§ Exercise details
After locating "## Codex review follow-up (KIM-440)" in the listing below, copy that line and each one after it exactly, ending with the line that has "(Codex) flagged three".

═══

PR #183, opened 2026-07-26
feat(db): migrate users-service to Drizzle/Neon (KIM-440)

Oiranca:
## Summary

- Migrates `lib/server/users/users-service.ts` off Supabase `getAdminDb()` to `getDrizzleAdminDb()` + drizzle-orm for all `profiles` table CRUD (list/search/update/import/resetNoShows/unblockUser/deleteUser). Supabase Auth admin calls (`createAuthUser`/`deleteAuthUser`/`updateAuthUserById`) remain on the Supabase seam via a dedicated `createSupabaseServerAdminClient()` — that's a separate concern (Auth, not Postgres/`profiles`) and out of scope for this migration.
- Migrates `lib/server/users/profile-mappers.ts`: `PublicProfileRow` now derives from Drizzle's `typeof profiles.$inferSelect` (camelCase) instead of Supabase's `Tables<'profiles'>` (snake_case). `toPublicUser()` now converts `Date` → ISO string for timestamp fields, with null-safe handling for `activeFrom`/`blockedUntil`.
- **Deliberate side-effect, not scope creep:** `lib/server/auth/auth-service.ts` previously imported the shared `toPublicUser`/`PublicProfileRow` from `profile-mappers.ts`. Since that file stays on the legacy Supabase seam (snake_case rows) for now, changing the shared mapper's shape would have silently type-checked but broken at runtime there. Decoupled `auth-service.ts` with its own local snake_case `PublicProfileRow` alias and `toUser()` mapper — field-for-field identical to the old shared mapper, zero behavior change to `auth-service.ts`'s public surface.
- Test infrastructure: extended the shared Drizzle query-builder mock (`tests/unit/mocks/drizzle-mock.ts`) to support `.limit()/.offset()` pagination chains and update-without-`.returning()` (fire-and-forget) calls; updated `users-service.test.ts`, `profile-mappers.test.ts`, and `member-import.test.ts` mocks accordingly. Mocks only — no real DB/Postgres connection in any test.

## Security review (self-performed, security-reviewer agent)

- **Privilege checks preserved:** all 7 exported functions in `users-service.ts` (`importMembersFromCsv`, `importMembersFromSource`, `listPaginatedUsers`, `updateUser`, `resetNoShows`, `unblockUser`, `deleteUser`) call `requireAdminSession(session)` at the top — gating stays in the service layer, not route handlers.
- **`assertMemberRowsScoped()` exemption verified:** read every function in the file — all are admin-gated, cross-member CRUD with no member-scoped "fetch my own rows" read path, so the defense-in-depth scoping helper correctly does not apply here (member self-service reads live in `lib/server/auth/*`, untouched).
- **`auth-service.ts` decoupling verified clean:** new local `toUser()` maps the identical field set as the old shared `toPublicUser()` — no change to what fields are exposed to callers.
- **No secrets/credentials** found in the diff (scanned for hardcoded passwords, API keys, connection strings — none present; temp password generation uses `crypto.randomUUID()`, no logging of the value).
- **SQL injection safety:** all queries go through drizzle-orm's parameterized query builder (`eq`, `ilike`, `or`) — no raw string interpolation. Search term sanitization (`sanitizeSearchTerm`/`escapeLikeWildcards`) preserved from the pre-migration version.
- **Error handling parity:** auth-user rollback on profile-persist failure (member import) and profile rollback on auth-email-update failure (updateUser) both preserved, matching prior Supabase-era behavior including the "best-effort, proceed to 500 regardless" semantics on rollback failure.
- **Tests never touch a real DB:** confirmed the extended `drizzle-mock.ts` is a pure in-memory chainable mock (vi.fn-based), no live connection, no test DB, no embedded Postgres.

## Test plan

Re-ran independently in an isolated `git worktree` (not the shared checkout):

- `pnpm test` → **1170/1170 passed** (76 test files)
- `pnpm typecheck` → clean, 0 errors
- `pnpm lint` → clean, 0 warnings/errors
- `pnpm build` → exit 0, 43/43 routes generated

Test counts vs `develop` unchanged: `users-service.test.ts` 37/37, `profile-mappers.test.ts` 8/8, `member-import.test.ts` 24/24.

Closes KIM-440.

## Codex review follow-up (KIM-440)

Reviewer `Oiranca` (Codex) flagged three findings, all addressed:

- **Real production bug found and fixed:** new-member import persisted nothing on Neon. The `profiles` row used to be created by the Supabase DB trigger `on_auth_user_created` → `handle_new_user()` (`supabase/migrations/20260417000003_baseline.sql:216-232`), which lives in the Supabase database — not Neon, where `getDrizzleAdminDb()` connects. The service's `UPDATE profiles ... WHERE id = authData.user.id` therefore matched zero rows, silently failing import and rolling back the auth user. Fixed with an explicit `db.insert(profiles).values(...).returning(...)`.
- **Test mocks corrected to model real DB semantics:** the mock previously created a profile row on any `UPDATE`, regardless of whether a matching row existed — masking the bug above. The mock now only creates rows on explicit INSERT, matching real Postgres `UPDATE ... WHERE` semantics. The prior diagnostic test proving the failure was inverted into a permanent regression guard.
- **Test precision gap fixed (no underlying production bug):** `users-service.test.ts`'s pagination test shared one `selectMock` response between the data query and the `count()` query, so a mismatch between returned rows and reported total could not have been caught. Fixed to return distinct responses per query; service behavior was already correct here.
- **Tripwire flagged for follow-up (not fixed in this PR):** `register()` in `lib/server/auth/auth-service.ts` has the identical `createAuthUser`-then-UPDATE pattern and still depends on the same Supabase trigger. It isn't broken today because it still runs against the legacy Supabase client, but it will reproduce this exact bug once `auth-service.ts` migrates to the Drizzle/Neon seam. Tracked under KIM-444.

Final validation after all fixes: `pnpm test` → **1172/1172 passed** (76 test files), `pnpm typecheck` clean, `pnpm lint` clean, `pnpm build` exit 0 (43 routes). Test counts vs `develop`: `member-import.test.ts` 24→25, `users-service.test.ts` 37→38 — none removed.


lib/server/users/users-service.ts
```diff
@@ -192,24 +187,29 @@ async function importMembersFromNormalizedRows(input: {
...
-      })
-      .eq('id', authData.user.id)
-      .select(PROFILE_COLUMNS)
-      .maybeSingle()
-
-    if (updateProfileError || !persistedProfile) {
-      await deleteAuthUser(admin, authData.user.id)
+    let persistedProfile: { id: string } | undefined
+    try {
+      ;[persistedProfile] = await db
```
Oiranca, line 198: This new-member import path still assumes that `createAuthUser()` creates a matching `profiles` row in the database used by `getDrizzleAdminDb()`, then updates that row by `authData.user.id`. That was true for the legacy Supabase DB trigger, but `getDrizzleAdminDb()` is documented as the Neon/Postgres seam, where the Supabase Auth trigger does not create this row. In the migrated path this will return no rows, delete the auth user, and mark every new member import as `persist_import_failed`.

Please insert the profile row into Neon explicitly after the auth user is created (using the auth user id as `profiles.id`), and keep the compensating `deleteAuthUser()` rollback if the insert fails. Add a regression test where `update(...).returning()` returns `[]` for the create path so the current false-positive mock cannot hide this.

tests/unit/server/users-service.test.ts
```diff
@@ -1,715 +1,507 @@
...
     vi.resetModules()
     vi.clearAllMocks()
-    resetQueryMocks()
+    resetMocks()
   })
 
-  it('clamps page=0 to 1', async () => {
+  it("clamps page=0 to 1", async () => {
     const adminSession = createAdminSession()
+    selectMock.mockResolvedValue(profileRows.slice(0, 2))
```
Oiranca: These list tests use the same `selectMock` response for both the data query and the `count()` query, so `countRows[0]?.value` is `undefined` and the service can return `data.length > 0` with `total === 0` without any test failing. Please make the Drizzle mock distinguish row selects from count selects, and assert `total`/`totalPages` for non-empty and searched results. That will catch pagination regressions instead of only proving the chain was callable.

Oiranca (commented):
Reviewed for best practices, security, and test coverage. I found a blocking correctness issue plus test gaps that should be addressed before merging.

tests/unit/server/member-import.test.ts
```diff
@@ -52,41 +68,94 @@ function resetProfileState() {
...
+ *  - "create new member" payloads always include `memberNumber` (see
+ *    `importMembersFromNormalizedRows`'s create-path `.set({ memberNumber, ... })`)
+ *    -> build a fresh row keyed by that member number.
+ *  - "update existing member" payloads never include `memberNumber` (only
+ *    `fullName`/`email`/`phone`) -> merge into the single pre-seeded fixture.
+ * No test in these describes mixes both scenarios in one call, so keying
+ * off `updates.memberNumber` presence is sufficient without needing to
+ * thread the real row id through the mock's `.where()` clause.
+ */
+function configureImportUpdateMock() {
```
Oiranca: This mock models the create path by creating a profile row when `updateMock` sees `updates.memberNumber`, which reproduces the service's assumption instead of validating real Drizzle behavior. A real `UPDATE profiles WHERE id = authUser.id` cannot create a row in Neon. Please change the test harness so create-vs-update semantics are explicit: new imports should exercise `insert(profiles).values(...).returning(...)`, while existing imports should exercise `update(...).where(...)`. Add a failing case for `returning([])` after auth creation and assert that `deleteAuthUser()` is called.

lib/server/users/users-service.ts
Oiranca: ✅ Confirmed as a real production bug, not a false positive — you were right.

Root cause pinned: the `profiles` row was previously created by a Supabase DB trigger, `on_auth_user_created` → `handle_new_user()`, defined at `supabase/migrations/20260417000003_baseline.sql:216-232`, which did `INSERT INTO public.profiles (id, email, auth_email, member_number, role)`. That trigger lives in the Supabase database; `getDrizzleAdminDb()` connects to Neon via `POSTGRES_URL` — a different database. So `UPDATE profiles ... WHERE id = authData.user.id` matched zero rows and new-member import persisted nothing, falling into the service's own `persist_import_failed` branch and rolling back the auth user.

Fix in `b41f03b`: replaced that UPDATE with an explicit `db.insert(profiles).values({...}).returning({ id: profiles.id })`. Column set verified against `lib/db/schema/profiles.ts` (`id`, `memberNumber`, `authEmail` are NOT NULL and all supplied) and against what the vanished trigger used to insert, plus the fields the old UPDATE already set (`fullName`, `phone`, `isActive: false`, `activeFrom: null`, `pswChanged: null`). Follows the existing `.insert(...).values(...).returning()` convention already used in `equipment-service.ts` and `partners-service.ts`.

No `onConflictDoUpdate`: re-import of an existing member number is already routed to the separate UPDATE branch by the prior `SELECT ... WHERE memberNumber = ...` existence check, so an upsert isn't needed for that path.

Fail-first evidence: with the corrected mocks but before the fix, 4 tests failed with `expected +0 to be 1` (and `to be 60` for the bulk case). After the fix plus the mock-observability fix, all pass.

Related tripwire found and reported separately (NOT changed in this PR): `register()` in `lib/server/auth/auth-service.ts` (~lines 618-693) has the identical `createAuthUser`-then-UPDATE pattern and an explicit comment saying it relies on `on_auth_user_created`. It is not currently broken because it still goes through `getAdminDb()` (legacy Supabase client, where the trigger still exists), but it will reproduce this bug verbatim the moment auth-service migrates to the Drizzle/Neon seam. Tracked for the auth-service migration (KIM-444 scope). `activateAccount()` does not call `createAuthUser` and has no such dependency.

tests/unit/server/member-import.test.ts
Oiranca: ✅ Agreed completely, and this was the most important of the three: the mock encoded the service's assumption rather than real database behavior, which is exactly why a 1170/1170 green suite sat on top of broken production code.

Fixed in `a60c28d`: the harness no longer creates a profile row when `updateMock` sees `updates.memberNumber`. An `UPDATE ... WHERE id = ...` that matches no existing row now affects zero rows and creates nothing, matching real Postgres semantics. Only an explicit INSERT creates a row.

That correction is what made the bug visible: against the unfixed service it produced 4 genuine failures, all `expected +0 to be N`, plus a dedicated isolating test asserting `persist_import_failed`, `deleteAuthUser` called with the new auth id, and `profileState.get('100020')` undefined — which ruled out mock miswiring as the cause.

Follow-on in `46c440e`: closing the loop required the shared helper to actually observe inserts. `tests/unit/mocks/drizzle-mock.ts` was threading `.values(...)` nowhere, so a correct insert resolved to bare `insertMock()` → `undefined`. That payload is now forwarded the same way the update chain forwards `updates`/where-args, and a `configureImportInsertMock()` was added mirroring the existing `configureImportUpdateMock()`.

The temporary diagnostic test that asserted the broken behavior has been inverted into a permanent regression guard, renamed "persists a new member via explicit INSERT (KIM-440 Finding A regression guard)", asserting `createdCount === 1`, no `persist_import_failed` issue, `deleteAuthUser` NOT called, and the new row present in the fixture.

Test count went 24 → 25; nothing removed.

tests/unit/server/users-service.test.ts
Oiranca: ✅ Fixed: the data query and the `count()` query no longer share one `selectMock` response; they now get distinct responses per query, so a mismatch between returned rows and reported total is actually caught. Test count went 37 → 38.

Important distinction, stated plainly: unlike finding #1, this one did NOT correspond to a live production bug. After correcting the mock, `users-service.test.ts` runs 38/38 green against the current service — the service's pagination/count behavior was already correct. This was a genuine test-precision gap: the prior assertion could not have caught a regression of that shape, so the fix is real and worth having, but we are not claiming it repaired broken behavior.

An audit for the same "mock encodes the assumption" pattern was run across the sibling test files. `profile-mappers.test.ts` has no DB mock usage (pure mapper functions). `users-service.test.ts` uses only per-test static stubs scoped to individual scenarios, with no payload-inferring `mockImplementation` of the kind that hid finding #1, and the service's remaining paths are read/update/delete only with no inserts. No further gaps found.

═══

§ Answer section
## Codex review follow-up (KIM-440)

Reviewer `Oiranca` (Codex) flagged three findings, all addressed:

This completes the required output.